В аэропорту Дохи он прямиком направился в интернет-кафе, нашел сайт компании, продающей снимки со спутника, и тут же купил нужный ему. Сомнений никаких не осталось. На фото ясно была видна ферма к востоку от того места, где они нашли ларец с порохом, и окружающие ее поля. Один из участков был окрашен в более тусклые цвета, чем соседние с ним. Крестьянину действительно не повезло с землей. Она была малоплодородной. Дэвид знал почему.
Первый рейс, вылетавший в Багдад после долгого перерыва, связанного с военными действиями, был заполнен лишь наполовину. Расшифровав послание Эгиби, репортер совершил очень важную ошибку. Впрочем, любой на его месте не избежал бы ее. Виной всему — суматоха последних дней. А затем, когда все уже закончилось, понять, где был допущен промах, помешал шок от предательства любимой им женщины.

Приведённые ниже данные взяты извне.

PR #253, opened 2023-02-04
Help search also inside description column

yanshay:
I'm new to joshuto so use the Help view.
Currently when searching in the help using '/' it searches only the key and command columns. I actually need the search to search in the 'Description' column. 
So I modified the search code to search also in the Description column and do a case insensitive search.


kamiyaa (approved):
LGTM! Thanks!

kamiyaa:
Can you run `cargo fmt`? Thanks!

yanshay:
done

Issue #289, opened 2023-05-03
move from tui to ratatui


Ragnyll:
it looks like tui, a core dependency to this project is unmaintained. see https://github.com/fdehau/tui-rs/issues/654
The maintainer and community behind the project has moved to https://github.com/tui-rs-revival/ratatui .

I think that it's in the interest of this project to move the dependency to ratatui.

Ragnyll:
I'll start looking into making this switch if you want to assign this issue to me. I imagine that i'll probably just find the version with parity to the current dependency, then look at bumping it after that. It sounds like the new maintainers are looking to do some major changes in the coming future.

kamiyaa:
Interesting! I wasn't aware of this and I'll definitely look into helping the tui community.

Yep, I can assign this to you. Thank you! ♥️

Ragnyll:
Opened the pr https://github.com/kamiyaa/joshuto/pull/290

kamiyaa:
Closed via #290

PR #290, opened 2023-05-04
change dependency from tui to ratatui

Ragnyll:
#289 
This changes the tui depedency to the ratatui package and makes the versioning less permissive since breaking changes are likely coming on minor versions

This version of ratatui (0.20.1) should have parity with tui, thought it looks like there are some type issues that i had to fix as well. 

I tested this just by hopping into joshuto and going between files and dirs, opened a file using it, and creating some tabs. If there are more manual tests i should run lemme know. 

tested on 6.3.1-arch1-1

### DIFF
--- a/Cargo.lock
+++ b/Cargo.lock
@@ -28,13 +28,13 @@ dependencies = [
 
 [[package]]
 name = "ansi-to-tui"
-version = "2.0.0"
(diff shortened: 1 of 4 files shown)


kamiyaa:
LGTM thanks!

PR #299, opened 2023-05-24
Added new command "search_fzf_rec"

Jacky-Lzx:
I'm adding a new command to let `fzf` recursively searches all files in the current directory, and make the cursor jump to the corresponding location.

https://github.com/kamiyaa/joshuto/assets/49983642/244dd0ca-3dc2-46d1-81a1-f50178cab8dc

### DIFF
--- a/src/commands/search_fzf.rs
+++ b/src/commands/search_fzf.rs
@@ -1,5 +1,6 @@
 use std::io;
 use std::io::Write;
+use std::path::Path;
 use std::process::{Command, Stdio};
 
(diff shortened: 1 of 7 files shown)


theniceboy:
How is this different than `subdir_fzf`?

Jacky-Lzx:
> How is this different than `subdir_fzf`?

Oh actually it's the same...

I failed to run `subdir_fzf` once, so I wrongly thought there was no such command...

Теперь-то все ясно: прецессия! Прецессия земли, медленное круговое движение в пространстве ее земной оси. Они пошли строго на север от платана, так как должны были идти в сторону Полярной звезды. Но две тысячи триста лет назад, когда Эгиби прятал свои сокровища, она не указывала на север, а была смещена в сторону от него. Причем смещение это было столь значительным, что прошагав двенадцать стадиев, они оказались совсем в другом месте.
Впрочем, догадайся он об этом с самого начала, все повернулось бы совсем иначе, и его тело сейчас в лучшем случае везли бы из Багдада в Лондон, а в худшем оно бы лежало глубоко под землей в пещере, рядом с тем местом, где столетия пролежали богатства Эгиби.
Ведь, почему трава на пастбищах… как же его звали-то… ах, да — Саида не была такой уж сочной? Да потому, что плиты, соединенные битумом и асфальтом, за столетия пропитались этой вязкой смесью. Тяжелые нефтяные фракции медленно проникли в окружающую почву и привели к тому, что ее плодородность понизилась. Ферма Саида находилась как раз над тем местом, где рабочие Эгиби под землей, в старых выработках построили целый лабиринт. На снимках со спутника его контуры были отчетливо видны.